Items from a data source:
····················

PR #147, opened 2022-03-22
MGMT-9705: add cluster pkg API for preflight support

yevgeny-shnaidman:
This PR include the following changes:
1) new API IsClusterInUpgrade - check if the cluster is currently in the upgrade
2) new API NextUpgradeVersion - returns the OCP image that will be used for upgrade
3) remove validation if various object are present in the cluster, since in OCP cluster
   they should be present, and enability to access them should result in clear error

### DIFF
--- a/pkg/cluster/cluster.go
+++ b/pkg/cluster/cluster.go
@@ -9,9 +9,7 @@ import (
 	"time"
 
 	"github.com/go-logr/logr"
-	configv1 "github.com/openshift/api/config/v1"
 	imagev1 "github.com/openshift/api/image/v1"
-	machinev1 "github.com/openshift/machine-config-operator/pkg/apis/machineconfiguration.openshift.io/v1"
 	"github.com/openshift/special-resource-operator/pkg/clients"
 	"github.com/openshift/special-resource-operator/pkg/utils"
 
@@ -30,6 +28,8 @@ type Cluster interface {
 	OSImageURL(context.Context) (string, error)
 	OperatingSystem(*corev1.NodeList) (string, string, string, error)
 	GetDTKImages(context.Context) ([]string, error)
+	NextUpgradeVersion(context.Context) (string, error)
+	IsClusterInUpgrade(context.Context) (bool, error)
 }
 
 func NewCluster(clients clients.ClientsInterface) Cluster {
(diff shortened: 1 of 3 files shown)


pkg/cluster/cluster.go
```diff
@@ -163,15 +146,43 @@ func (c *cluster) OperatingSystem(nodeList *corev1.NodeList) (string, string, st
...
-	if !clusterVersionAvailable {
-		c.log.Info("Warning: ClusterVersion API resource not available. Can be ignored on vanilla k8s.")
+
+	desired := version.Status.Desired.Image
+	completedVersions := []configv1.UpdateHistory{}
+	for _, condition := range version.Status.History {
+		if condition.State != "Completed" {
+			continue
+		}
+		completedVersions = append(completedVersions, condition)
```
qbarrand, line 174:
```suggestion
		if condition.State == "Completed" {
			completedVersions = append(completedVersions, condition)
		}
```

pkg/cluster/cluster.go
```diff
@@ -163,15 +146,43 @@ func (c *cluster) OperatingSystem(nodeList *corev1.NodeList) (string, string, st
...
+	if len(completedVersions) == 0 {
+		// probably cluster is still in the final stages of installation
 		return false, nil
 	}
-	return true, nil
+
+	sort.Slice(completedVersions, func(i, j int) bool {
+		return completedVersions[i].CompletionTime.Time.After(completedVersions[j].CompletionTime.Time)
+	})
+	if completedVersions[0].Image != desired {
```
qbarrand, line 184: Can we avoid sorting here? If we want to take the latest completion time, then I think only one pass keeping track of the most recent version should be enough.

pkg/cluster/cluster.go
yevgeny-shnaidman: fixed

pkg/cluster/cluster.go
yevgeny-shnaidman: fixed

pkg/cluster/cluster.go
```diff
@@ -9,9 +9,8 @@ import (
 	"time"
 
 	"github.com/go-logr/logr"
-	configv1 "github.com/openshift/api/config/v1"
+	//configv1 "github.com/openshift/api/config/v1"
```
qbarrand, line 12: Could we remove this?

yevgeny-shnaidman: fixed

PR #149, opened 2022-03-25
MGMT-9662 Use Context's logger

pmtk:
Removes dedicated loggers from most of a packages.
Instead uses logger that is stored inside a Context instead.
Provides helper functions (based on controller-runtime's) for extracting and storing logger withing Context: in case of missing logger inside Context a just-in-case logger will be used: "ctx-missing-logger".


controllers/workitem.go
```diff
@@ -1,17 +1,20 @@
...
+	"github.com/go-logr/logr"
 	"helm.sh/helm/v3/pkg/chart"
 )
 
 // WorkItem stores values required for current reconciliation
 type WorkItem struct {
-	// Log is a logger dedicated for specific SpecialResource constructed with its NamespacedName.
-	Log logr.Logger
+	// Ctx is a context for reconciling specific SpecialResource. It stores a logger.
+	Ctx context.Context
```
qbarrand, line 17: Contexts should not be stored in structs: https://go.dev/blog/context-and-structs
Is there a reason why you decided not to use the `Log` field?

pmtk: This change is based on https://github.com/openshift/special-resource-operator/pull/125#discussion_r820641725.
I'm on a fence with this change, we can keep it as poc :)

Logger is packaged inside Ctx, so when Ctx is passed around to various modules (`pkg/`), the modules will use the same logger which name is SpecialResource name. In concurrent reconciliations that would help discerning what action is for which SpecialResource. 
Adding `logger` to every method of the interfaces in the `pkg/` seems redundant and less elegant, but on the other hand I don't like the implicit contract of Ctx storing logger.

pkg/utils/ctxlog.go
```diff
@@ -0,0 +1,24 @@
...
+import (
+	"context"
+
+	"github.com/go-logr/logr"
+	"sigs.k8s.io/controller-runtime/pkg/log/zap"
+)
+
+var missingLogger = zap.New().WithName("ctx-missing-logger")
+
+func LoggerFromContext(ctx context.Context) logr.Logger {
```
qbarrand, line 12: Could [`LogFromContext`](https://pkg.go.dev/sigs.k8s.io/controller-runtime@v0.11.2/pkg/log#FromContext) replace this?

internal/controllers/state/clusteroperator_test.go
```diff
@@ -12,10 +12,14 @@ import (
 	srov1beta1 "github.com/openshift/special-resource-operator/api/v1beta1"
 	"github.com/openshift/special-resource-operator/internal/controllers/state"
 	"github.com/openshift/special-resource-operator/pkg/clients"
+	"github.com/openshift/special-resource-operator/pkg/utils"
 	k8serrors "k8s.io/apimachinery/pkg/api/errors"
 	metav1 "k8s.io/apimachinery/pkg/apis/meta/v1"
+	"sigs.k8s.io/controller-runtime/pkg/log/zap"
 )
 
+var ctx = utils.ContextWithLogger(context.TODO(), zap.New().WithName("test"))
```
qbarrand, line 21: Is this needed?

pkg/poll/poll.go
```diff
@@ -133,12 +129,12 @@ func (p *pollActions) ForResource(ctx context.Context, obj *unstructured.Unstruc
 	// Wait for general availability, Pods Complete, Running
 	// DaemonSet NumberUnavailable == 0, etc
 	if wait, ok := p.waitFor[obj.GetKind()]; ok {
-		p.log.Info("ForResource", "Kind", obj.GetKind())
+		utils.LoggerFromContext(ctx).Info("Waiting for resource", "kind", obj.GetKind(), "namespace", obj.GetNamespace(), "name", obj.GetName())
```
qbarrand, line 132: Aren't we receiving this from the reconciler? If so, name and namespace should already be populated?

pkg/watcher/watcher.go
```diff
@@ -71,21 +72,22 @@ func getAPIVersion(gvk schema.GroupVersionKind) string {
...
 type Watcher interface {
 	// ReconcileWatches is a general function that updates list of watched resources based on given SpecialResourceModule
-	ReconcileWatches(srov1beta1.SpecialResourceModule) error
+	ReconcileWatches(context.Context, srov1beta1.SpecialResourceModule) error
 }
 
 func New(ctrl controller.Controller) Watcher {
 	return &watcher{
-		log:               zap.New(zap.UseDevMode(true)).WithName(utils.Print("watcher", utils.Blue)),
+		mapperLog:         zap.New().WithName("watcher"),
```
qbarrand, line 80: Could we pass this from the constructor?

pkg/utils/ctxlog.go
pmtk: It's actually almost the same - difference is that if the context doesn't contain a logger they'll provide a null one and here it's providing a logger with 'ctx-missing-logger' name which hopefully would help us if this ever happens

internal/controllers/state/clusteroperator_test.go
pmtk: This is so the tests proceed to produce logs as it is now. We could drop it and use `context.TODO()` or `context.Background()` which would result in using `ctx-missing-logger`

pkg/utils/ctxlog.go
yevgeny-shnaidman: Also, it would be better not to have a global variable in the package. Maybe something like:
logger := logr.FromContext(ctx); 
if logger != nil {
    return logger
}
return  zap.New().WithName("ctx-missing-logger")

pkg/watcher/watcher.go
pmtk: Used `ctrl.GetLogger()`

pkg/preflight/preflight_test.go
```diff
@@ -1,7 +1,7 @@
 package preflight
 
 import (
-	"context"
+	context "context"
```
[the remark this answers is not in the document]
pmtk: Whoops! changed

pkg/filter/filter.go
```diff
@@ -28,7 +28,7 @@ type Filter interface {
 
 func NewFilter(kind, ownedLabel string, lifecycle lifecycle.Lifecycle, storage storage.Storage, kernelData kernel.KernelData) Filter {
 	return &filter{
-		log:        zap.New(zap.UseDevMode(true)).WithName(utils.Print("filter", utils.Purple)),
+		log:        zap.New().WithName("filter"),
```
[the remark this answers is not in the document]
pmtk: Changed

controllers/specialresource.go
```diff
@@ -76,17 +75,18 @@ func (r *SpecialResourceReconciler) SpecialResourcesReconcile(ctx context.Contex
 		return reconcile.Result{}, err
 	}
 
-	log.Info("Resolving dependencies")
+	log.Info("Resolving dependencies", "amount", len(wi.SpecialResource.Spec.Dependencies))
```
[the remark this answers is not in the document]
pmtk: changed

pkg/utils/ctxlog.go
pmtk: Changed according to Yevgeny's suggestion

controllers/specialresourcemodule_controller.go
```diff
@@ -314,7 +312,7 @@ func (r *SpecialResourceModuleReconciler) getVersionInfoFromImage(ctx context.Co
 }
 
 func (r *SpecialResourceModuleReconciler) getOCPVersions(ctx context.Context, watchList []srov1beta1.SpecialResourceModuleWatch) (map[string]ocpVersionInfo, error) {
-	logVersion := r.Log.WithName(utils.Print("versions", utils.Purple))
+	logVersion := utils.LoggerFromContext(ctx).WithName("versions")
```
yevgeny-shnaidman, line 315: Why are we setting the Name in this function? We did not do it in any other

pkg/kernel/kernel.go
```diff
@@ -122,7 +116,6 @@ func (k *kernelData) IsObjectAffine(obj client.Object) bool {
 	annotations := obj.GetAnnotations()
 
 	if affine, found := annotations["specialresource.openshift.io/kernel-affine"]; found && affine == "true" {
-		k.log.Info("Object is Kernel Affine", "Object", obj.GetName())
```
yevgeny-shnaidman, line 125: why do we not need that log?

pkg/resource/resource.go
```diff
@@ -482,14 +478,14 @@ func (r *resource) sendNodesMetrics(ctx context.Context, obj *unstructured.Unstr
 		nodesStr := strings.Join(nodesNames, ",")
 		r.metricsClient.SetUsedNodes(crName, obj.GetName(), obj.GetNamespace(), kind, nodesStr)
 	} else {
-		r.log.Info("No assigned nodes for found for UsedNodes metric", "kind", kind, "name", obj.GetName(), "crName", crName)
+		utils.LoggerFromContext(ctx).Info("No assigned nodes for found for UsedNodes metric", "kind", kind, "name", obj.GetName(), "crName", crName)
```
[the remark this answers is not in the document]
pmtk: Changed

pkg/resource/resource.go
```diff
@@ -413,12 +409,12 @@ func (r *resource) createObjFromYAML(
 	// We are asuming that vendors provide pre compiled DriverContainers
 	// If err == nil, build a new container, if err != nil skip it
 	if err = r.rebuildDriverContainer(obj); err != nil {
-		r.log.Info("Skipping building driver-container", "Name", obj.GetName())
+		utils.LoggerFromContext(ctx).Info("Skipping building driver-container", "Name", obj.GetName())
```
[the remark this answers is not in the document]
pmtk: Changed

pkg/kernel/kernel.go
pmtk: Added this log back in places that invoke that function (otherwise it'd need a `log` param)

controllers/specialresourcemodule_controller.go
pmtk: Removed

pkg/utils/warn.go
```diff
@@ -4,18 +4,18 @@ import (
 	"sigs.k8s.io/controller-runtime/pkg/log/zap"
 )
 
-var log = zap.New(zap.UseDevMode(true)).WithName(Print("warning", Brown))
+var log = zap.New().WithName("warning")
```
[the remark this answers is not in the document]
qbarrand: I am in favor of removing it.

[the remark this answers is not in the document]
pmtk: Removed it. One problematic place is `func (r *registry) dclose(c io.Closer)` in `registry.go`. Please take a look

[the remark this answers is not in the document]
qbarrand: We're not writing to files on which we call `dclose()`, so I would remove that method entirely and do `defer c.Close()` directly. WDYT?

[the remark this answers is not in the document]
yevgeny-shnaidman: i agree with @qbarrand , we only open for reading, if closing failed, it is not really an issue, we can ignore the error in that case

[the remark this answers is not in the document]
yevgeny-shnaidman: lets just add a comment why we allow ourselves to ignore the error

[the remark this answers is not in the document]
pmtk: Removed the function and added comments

····················

Among the records above, find each line containing the string "same" and copy it.

TASK SOLUTION:
Logger is packaged inside Ctx, so when Ctx is passed around to various modules (`pkg/`), the modules will use the same logger which name is SpecialResource name. In concurrent reconciliations that would help discerning what action is for which SpecialResource. 
pmtk: It's actually almost the same - difference is that if the context doesn't contain a logger they'll provide a null one and here it's providing a logger with 'ctx-missing-logger' name which hopefully would help us if this ever happens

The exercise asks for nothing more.